Kaldi's abruptly closed in 2005 and stayed that way for four months. Thompson bought the restaurant and re-opened it, using his culinary training and experience serving thousands of Bengals fans at Paul Brown Stadium to bring life back to this little spot.
But it turns out the neighborhood's newly concentrated renaissance means a shift from its 1990s-era nightclub and bar bonanza to a community still trying to find its identity in the midst of a condo boom, dwindling crime and a bursting array of boutique shops. What does that mean for Kaldi's? Well, apparently an elevator shaft right through their current pint-sized kitchen nestled between the north and south dining rooms.
Upstairs from the place once dubbed the "living room of Over-the-Rhine," construction workers convert former apartments in the five-story building to condominiums. The building's owner, Urban Sites, has been doing this type of work in OTR for 25 years.
Urban Sites owner Bill Baum says he was planning to go forward without installing an elevator, but when Thompson said he wanted to move Baum sought funding to pay for the elevator. He got the funds, and installing it means that power will have to be shut off to the first-floor restaurant for about six weeks.
"In an effort to keep Kaldi's there, that's where we were going to go," Baum says. "We thought it was ridiculous to have four- and five-story walk-up (condos)."
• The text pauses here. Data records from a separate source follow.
Issue #529, opened 2022-03-03
Re-add language packs to the RTD demo site


jtpio:
### Problem

At some point it was possible to try different display languages on the demo site: https://jupyterlite.rtfd.io/en/latest/try/lab

This does not seem to be the case anymore with the latest `main`:

![image](https://user-images.githubusercontent.com/591645/156592554-f555dd63-3418-4e0a-8669-2c9a63637a64.png)

### Suggested Improvement

The language packs are defined here: 

https://github.com/jupyterlite/jupyterlite/blob/8a7590ed38f0fd0ed949e4a64aded956facf6a9f/docs/environment.yml#L42-L43

And should be picked up by the build.

jtpio:
The latest `jupyterlite/demo` running with beta 0 has them:

![image](https://user-images.githubusercontent.com/591645/156593098-95ad87a3-1018-42ac-abe8-206e47641453.png)

So it's probably just an issue with the RTD demo site.

jtpio:
This is likely related to this check:

https://github.com/jupyterlite/jupyterlite/blob/a5cb58bd37dcfa2a32008c25661e0bc20c547a6d/py/jupyterlite/src/jupyterlite/addons/translation.py#L83

Since the demo site uses the flag:

https://github.com/jupyterlite/jupyterlite/blob/a5cb58bd37dcfa2a32008c25661e0bc20c547a6d/examples/jupyter_lite_config.json#L25

jtpio:
Maybe the simplest would be to add a flag to `jupyterlite.schema.v0.json` to ignore translation bundles or not.

jtpio:
> Although not ideal since `ignore_sys_prefix` implies the translation bundles should be ignored since they are under the prefix.

Or we rename `ignore_sys_prefix` to something more specific to federated extensions / mathjax.

jtpio:
> This is likely related to this check:

We probably want to keep this check or a similar one to avoid side-effects when building from a `jupyter_lite_config.json` with `ignore_sys_prefix: true`

PR #621, opened 2022-04-27
More granular way to ignore components from `sys.prefix`

jtpio:
## References

Fixes https://github.com/jupyterlite/jupyterlite/issues/529

## Code changes

- [x] Update the logic around `ignore_sys_prefix` so site builders can choose what to ignore more easily (more granular).
- [x] Update docs

## User-facing changes

Should fix some situations of translations being ignored when building the site with `ignore_sys_prefix`.

~The `ignore_sys_prefix` is a list of components to ignore instead of being a `boolean`~

Since `ignore_sys_prefix` still supports boolean values, previous configurations should still be compatible after this change.

### DIFF
--- a/py/jupyterlite/src/jupyterlite/addons/base.py
+++ b/py/jupyterlite/src/jupyterlite/addons/base.py
@@ -33,10 +33,7 @@ class BaseAddon(LoggingConfigurable):
 
     manager: LiteManager = Instance(LiteManager)
 
-    ignore_sys_prefix: bool = Bool(
-        False,
-        help="ignore components from sys.prefix",
-    ).tag(config=True)
+    ignore_sys_prefix: bool = Bool(False)
 
     def __init__(self, manager, *args, **kwargs):
         kwargs["parent"] = manager
--- a/py/jupyterlite/src/jupyterlite/addons/base.py
+++ b/py/jupyterlite/src/jupyterlite/addons/base.py
@@ -7,7 +7,7 @@ import time
 import warnings
 from pathlib import Path
 
-from traitlets import Instance
+from traitlets import Bool, Instance
 from traitlets.config import LoggingConfigurable
 
 from ..constants import (
@@ -32,6 +32,11 @@ class BaseAddon(LoggingConfigurable):
     """
 
     manager: LiteManager = Instance(LiteManager)
+
+    ignore_sys_prefix: bool = Bool(
+        False,
+        help="ignore components from sys.prefix",
+    ).tag(config=True)
 
     def __init__(self, manager, *args, **kwargs):
         kwargs["parent"] = manager
@@ -276,3 +281,6 @@ class BaseAddon(LoggingConfigurable):
                     is_ignored = True
                     break
         return is_ignored
+
+    def is_sys_prefix_ignored(self):
+        return self.ignore_sys_prefix
--- a/py/jupyterlite/src/jupyterlite/addons/federated_extensions.py
+++ b/py/jupyterlite/src/jupyterlite/addons/federated_extensions.py
@@ -57,7 +57,7 @@ class FederatedExtensionAddon(BaseAddon):
         """yield a doit task to copy each federated extension into the output_dir"""
         root = ENV_EXTENSIONS
 
-        if not manager.ignore_sys_prefix:
+        if not "federated_extensions" in manager.ignore_sys_prefix:
             for pkg_json in self.env_extensions(root):
                 yield from self.copy_one_extension(pkg_json)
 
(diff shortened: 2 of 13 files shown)


py/jupyterlite/src/jupyterlite/config.py
```diff
@@ -64,9 +64,10 @@ class LiteBuildConfig(LoggingConfigurable):
         config=True
     )
 
-    ignore_sys_prefix: bool = Bool(
-        False,
-        help="ignore lab components from sys.prefix, such as federated_extensions",
+    ignore_sys_prefix: _Tuple[str] = TypedTuple(
+        Unicode(),
+        help="list of components from sys.prefix to ignore."
+        "Values: ['federated_extensions', 'mathjax', 'translations']",
```
bollwyvl, line 70: Hm... this is probably in the same domain as `disable_addons`, and could be based on the entry_point key.

py/jupyterlite/src/jupyterlite/addons/federated_extensions.py
```diff
@@ -57,7 +57,7 @@ def pre_build(self, manager):
         """yield a doit task to copy each federated extension into the output_dir"""
         root = ENV_EXTENSIONS
 
-        if not manager.ignore_sys_prefix:
+        if not "federated_extensions" in manager.ignore_sys_prefix:
```
bollwyvl, line 60: maybe each addon hoists this key, and `BaseAddon` grows a `is_sys_prefix_ignored()`?

py/jupyterlite/src/jupyterlite/config.py
bollwyvl: also, perhaps it is perhaps a `Union(Boolean(), TypedTuple(Unicode()))`?

py/jupyterlite/src/jupyterlite/addons/federated_extensions.py
jtpio: Yeah this sounds more flexible. And allows for future or third-party addons that might want to use components from the sys prefix.

py/jupyterlite/src/jupyterlite/config.py
jtpio: The main motivation was to keep the existing `LiteBuildConfig` as the place for configuring the build.

https://github.com/jupyterlite/jupyterlite/pull/621/commits/05eb8aa221582192510310aadcdc12a629490972 takes one step towards moving that logic to the addons.

Maybe we could indeed keep the `ignore_sys_prefix` on `LiteBuildAddon` similar to `disable_addon`. And set the corresponding `ignore_sys_prefix` on each of the addons.

jtpio:
Translations are back on RTD:

image

jtpio:
> The `ignore_sys_prefix` is a list of components to ignore instead of being a `boolean`

Since `ignore_sys_prefix` still supports boolean values with the latest commits, previous configurations should still be compatible after this change.

py/jupyterlite/src/jupyterlite/manager.py
```diff
@@ -68,6 +68,9 @@ def _default_addons(self):
             self.log.debug(f"[lite] [addon] [{name}] load ...")
             try:
                 addon_inst = addon.load()(manager=self)
+                if self._is_sys_prefix_ignored(name):
+                    self.log.debug(f"[lite] [addon] ignore sys prefix for [{name}] ...")
+                    addon_inst.ignore_sys_prefix = True
```
bollwyvl, line 73: hm... it's not really part of the API... if provided to `kwargs`, though, traitlets would just drop unknown kwargs on the floor (for good or ill):

```py
addon_kwargs=dict(manager=self)
if self._is_sys_prefix_ignored(name):
    self.log.debug(f"[lite] [addon] ignore sys prefix for [{name}] ...")
    addon_kwargs.update(ignore_sys_prefix=True)
addon_inst = addon.load()(**addon_kwargs)
```

py/jupyterlite/src/jupyterlite/manager.py
```diff
@@ -131,3 +134,9 @@ def _delayed_gather():
                 yield task
 
         return _delayed_gather
+
+    def _is_sys_prefix_ignored(self, addon):
+        ignore = self.ignore_sys_prefix
+        all_ignored = isinstance(ignore, bool) and ignore == True
```
bollwyvl, line 140: maybe just:

```py
return addon in ignore if isinstance(ignore, tuple) else ignore
```

py/jupyterlite/src/jupyterlite/addons/base.py
```diff
@@ -33,6 +33,11 @@ class BaseAddon(LoggingConfigurable):
 
     manager: LiteManager = Instance(LiteManager)
 
+    ignore_sys_prefix: bool = Bool(
+        False,
+        help="ignore components from sys.prefix",
+    ).tag(config=True)
```
bollwyvl, line 39: hm... i wonder if this should even be configurable... it will get clobbered by the manager.

jtpio: Right we can keep `LiteBuildConfig` as the only place to configure this.

bollwyvl (commented):
LGTM

jtpio:
Thanks @bollwyvl!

Meanwhile, Baum says he's given Kaldi's a break on its rent and would much rather see the joint stay, even if it has to move temporarily, say, into the closed Enzo's coffee shop on Race Street.
"No one has ever wanted to see him go," Baum says, adding that the building gets its identity from Kaldi's. "I would rather have them there for free than have it vacant."
Thompson hopes a deal can be arranged but worries something worse might be afoot.
"Maybe we are 'old Over-the-Rhine,' " Thomson says. "I'm not trying to pick a fight with anyone. I don't want to be closed down after I've worked this hard. We've basically turned the corner."
Over-the-Rhine without Kaldi's would be like the Tyler Davidson Fountain without water. Yeah, it's still the fountain, but it just doesn't have the same splash to it.
Let's cross our fingers something can be worked out to keep Kaldi's going.